Upscene releases Database Workbench 5
Upscene Productions is proud to announce the availability of the next major
version of the popular Windows based multi-DBMS development tool:
" Database Workbench 5 "
There have been numerous improvements to existing tools and the new, more
consistent user interface is better than ever and works fine under Wine on Linux.
Database Workbench now comes in multiple editions with different
pricing models, there's always a version that suits you!
"There is so much new in Database Workbench 5, I don't know where to start", says Martijn Tonies,
founder of Upscene Productions. "This release adds code editor features, has diagramming improvements,
comes in multiple editions, is fully HiDPI aware and offers tunnelling for MySQL and MariaDB connections. It all was a lot of work, but it was worth it!"

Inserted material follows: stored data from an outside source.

PR #390, opened 2025-07-30
Add internal metrics for avoided services

marctc:
Add metric to track those services detected by OBI but we don't instrument because they are already instrumented with the collector.

Fixes https://github.com/grafana/beyla/issues/1882

### DIFF
--- a/test/integration/internal_metrics_test.go
+++ b/test/integration/internal_metrics_test.go
@@ -124,8 +124,8 @@ func checkAvoidedServicesMetrics(t *testing.T) {
 		}
 
 		// Assert specific values for service_name and service_namespace
-		assert.Equal(t, "example-service", labelMap["service_name"], "service_name label should be 'example-service'")
-		assert.Equal(t, "default", labelMap["service_namespace"], "service_namespace label should be 'default'")
+		assert.Equal(t, "rolldice", labelMap["service_name"], "service_name label should be 'rolldice'")
+		assert.Equal(t, "integration-test", labelMap["service_namespace"], "service_namespace label should be 'integration-test'")
 		assert.NotEmpty(t, labelMap["telemetry_type"], "telemetry_type label should not be empty")
 		assert.Condition(t, func() bool {
 			return labelMap["telemetry_type"] == "metrics" || labelMap["telemetry_type"] == "traces"


pkg/components/imetrics/iprom.go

"We worked closely with out customer and implemented many of their requests and for
new users, we offer multiple editions to suit their development needs. From design to
productivity, there's new features and improvements in almost everything!"
For more information, see
What's new in Database Workbench 5?
Database Workbench supports MySQL, MariaDB, Firebird, Oracle, MS SQL Server,
SQL Anywhere, NexusDB and InterBase, comes in multiple editions and is licensed based on
About Database Workbench
Database Workbench is a database developer tool, over 10 years in the making and
is being used by thousands of developers across the globe who have come to rely on it
every day. From database design, implementation, to testing and debugging, it will aid you
in your daily database work.
About Upscene Productions
Based in The Netherlands, Europe, this small but dedicated company has been providing
database developers with useful tools for over 12 years. Slowly expanding the product portfolio
and gaining recognition amongst InterBase and Firebird database developers, they now offer
tools for a hole range of database systems, including Oracle and Microsoft SQL Server.